Cuento aparte es la puesta en escena de la obra, donde se me vuelve sugestivo lo que ahora veo como un lapsus el día inaugural de la MN: En el video oficial exhibido a los asistentes, la imagen no calzaba con el audio, por un problema de desfase técnico, de asincronía. Con esto, uno —siempre algo paranoico— se ve tentado a leer una no coincidencia, un abismo entre el discurso oficial de la imagen y el discurso formateado de los actores. ¿Y qué tiene que ver esto con el trabajo del montaje? Tal vez nada, pero me parece ilustrativo para aproximarse al problema artístico que emerge de la puesta en escena. Y aunque no voy reconstruir ni analizar exhaustivamente el montaje, sí comentar que, en términos generales, la opción por ese formato de “stand up comedy” (por decir algo) con ciertos rasgos de orientalismo
[4], donde un actor trata a duras penas de encarnar el texto, volviendo al ejercicio medio provocativo, medio irreverente, pero desafortunado para con su textualidad; se desajusta, no coincide con lo que la dramaturgia reclama: una experimentación con los límites de su representación. En cambio, la propuesta corresponde a un híbrido que se instala justo en el lugar del entre medio de los discursos. Entre la poética legitimada y su performance nunca coincidente consigo misma, entre la glocalización[5] de la dramaturgia y la estrategia creativa —me arriesgo a decir— inconcientemente resistente de su puesta en escena. Un ejercicio trunco y equívoco que señala el posible abismo entre dos líneas rectas, paralelas.

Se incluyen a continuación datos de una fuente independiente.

PR #403, opened 2022-08-24
BugFix: Close button not hidden when specified in layoutsettings

lasseklovstad:
## Description
You can now add page settings in layout-sets.json:
```json
{
  "sets": [
    {
      "id": "student-survey",
      "dataType": "survey",
      "tasks": [
        "Task_1"
      ]
    },
    {
      "id": "info-page",
      "dataType": "statelessData",
      "tasks": [
        "Task_2"
      ]
    }
  ],
  "uiSettings": {
    "hideCloseButton": true,
    "showLanguageSelector": true
  }
}

```

Relevant properties are: triggers, hideCloseButon, showLanguageSelector and showProgress. These wil act as the initial settings for the whole app. Page settings defined in Settings.json will override the initial settings when loaded.

## Related Issue(s)
- #401

## Verification
- [ ] All tests run green

## Documentation

### DIFF
--- a/src/altinn-app-frontend/src/features/form/layout/formLayoutSlice.ts
+++ b/src/altinn-app-frontend/src/features/form/layout/formLayoutSlice.ts
@@ -22,7 +22,7 @@ import { createSagaSlice } from 'src/shared/resources/utils/sagaSlice';
 import type { ILayouts } from 'src/features/form/layout';
 import type * as LayoutTypes from 'src/features/form/layout/formLayoutTypes';
 import type { MkActionType } from 'src/shared/resources/utils/sagaSlice';
-import type { ILayoutSets, IUiConfig } from 'src/types';
+import type { ILayoutSets, IPagesSettings, IUiConfig } from 'src/types';
 
 export interface ILayoutState {
   layouts: ILayouts;
@@ -45,9 +45,6 @@ export const initialState: ILayoutState = {
     layoutOrder: null,
     pageTriggers: [],
     keepScrollPos: undefined,
-    hideCloseButton: true,
-    showProgress: false,
-    showLanguageSelector: false,
   },
   layoutsets: null,
 };
@@ -89,7 +86,12 @@ const formLayoutSlice = createSagaSlice(
       fetchSetsFulfilled: mkAction<LayoutTypes.IFetchLayoutSetsFulfilled>({
         reducer: (state, action) => {
           const { layoutSets } = action.payload;
-          state.layoutsets = layoutSets;
+          if (layoutSets.sets) {
+            state.layoutsets = { sets: layoutSets.sets };
+          }
+          if (layoutSets.uiSettings) {
+            updateCommonPageSettings(state, layoutSets.uiSettings);
+          }
         },
       }),
       fetchSetsRejected: mkAction<LayoutTypes.IFormLayoutActionRejected>({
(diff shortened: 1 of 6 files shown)


mjulstein (changes requested):
I would suggest that this is not really a issue with the application itself, that the close button returns to Altinn is more likely the problem.
Could you maybe change it so that you can set the on-close re-direct instead to some other route than Altinn?
By changing the rendering conditions for the close button the cypress-tests looking it.
I think the main issue is that we do not load the settings of the app on deep linking to a receipt.
It would make more sense that the app-settings will be loaded and read on deep links as well.

lasseklovstad:
> I would suggest that this is not really a issue with the application itself, that the close button returns to Altinn is more likely the problem. Could you maybe change it so that you can set the on-close re-direct instead to some other route than Altinn? By changing the rendering conditions for the close button the cypress-tests looking it. I think the main issue is that we do not load the settings of the app on deep linking to a receipt. It would make more sense that the app-settings will be loaded and read on deep links as well.

That sounds like a good idee! Were do you suggest putting this setting-variable? Maybe same place as `hideCloseButton` is?

lasseklovstad:
@mjulstein I started checking out how to override the on-close redirect. If I put the settings in same file as `hideCloseButton` we still have the same problem as before because the close button is visible when the app is loading the form layout settings. So I would have to have this settings in `applicationmetadata.json`. 

But to include a new value in applicationmetadata.json i would have to change the endpoint implementation, because it filters out values not specified. That means a PR in this repo aswell: https://github.com/Altinn/app-lib-dotnet 

Any thoughts? Should I continue this aproach?

mjulstein:
@lasseklovstad Could you maybe make it so that you add a flag to the url you are sharing or typing instead?
Ie. `?closable=false` 
`https://org.app?closeable=false/#/instanceid/somethingBlaBla/receipt`
Then you can simply share any url you want and still hide that close-button regardless of the config.

lasseklovstad:
@mjulstein In our case we would like the url to be as clean as possible. Because in some cases the survey url would be shared via feks. the teacher writing it on the blackboard to school children down to 5th grade.

lasseklovstad:
@nkylstad @mjulstein Tror jeg har implementert det slik beskrevet av Nina nå. Og alle testene ser ut til å bli grønne. Litt usikker på hva slags tester jeg børe skrive rundt dette. Noen forslag?

src/altinn-app-frontend/src/features/form/layout/formLayoutSlice.ts
```diff
@@ -325,5 +324,25 @@ const formLayoutSlice = createSagaSlice(
...
+  >,
+) => {
+  const {
+    hideCloseButton = state.uiConfig.hideCloseButton,
+    showLanguageSelector = state.uiConfig.showLanguageSelector,
+    showProgress = state.uiConfig.showProgress,
+    triggers = state.uiConfig.pageTriggers,
+  } = page;
+
+  state.uiConfig.hideCloseButton = hideCloseButton;
```
mjulstein, line 341: Could this cause a condition where the global state is not set, but when going through a form it might be set by the form, and is hidden on the next process?

mjulstein (approved):
Looks great :)
Disregard the other comment. It is not likely that it is a problem.

mjulstein:
> @nkylstad @mjulstein Tror jeg har implementert det slik beskrevet av Nina nå. Og alle testene ser ut til å bli grønne. Litt usikker på hva slags tester jeg børe skrive rundt dette. Noen forslag?

I guess you can write some tests to check the residence of the settings.
As long as your revision gives the same experience i any app that did not have a "hideCloseButton" setting then i don't think there is much to test for.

[1] Para ampliar el tema de la estética de la recepción, véase Hans Robert Jauss, “La historia de la literatura como provocación de la ciencia literaria”, en La historia de la literatura como provocación, Barcelona Península, 2000.
[2] Me refiero a Luis Ureta, uno de los directores insignes del FE; a Soledad Lagos, quien ha realizado un importante trabajo de traducción y dramaturgia para el Instituto Goethe; y a Mauricio Barría, quien hoy realiza el trabajo de dramaturgista en un proyecto del Goethe.
[3] Juan Villegas, Historia multicultural del teatro y las teatralidades en América Latina, Buenos Aires, Galerna, 2005. El autor señala que existe cierto consenso respecto a que el discurso teatral hegemónico ha sido producido y dirigido a los sectores medios cultos urbanos, y que la tendencia general es que las formas teatrales que no apelan a estos sectores en sus códigos estéticos y culturales se constituyen en marginales o excluidos.
[4] El extrañante recurso de plegarias orientales en el audio, hace sentido con esta suerte de referencia deslocalizada o globalizante planteada, pero no significa sino una reducción de su origen oriental a un Otro homogéneo y por tanto las pretensiones universalistas del discurso. Esto lo puedo consignar solamente por mi propia ignorancia del origen del cántico.
[5] El neologismo “glocalización” no es mío; pero olvidé la fuente.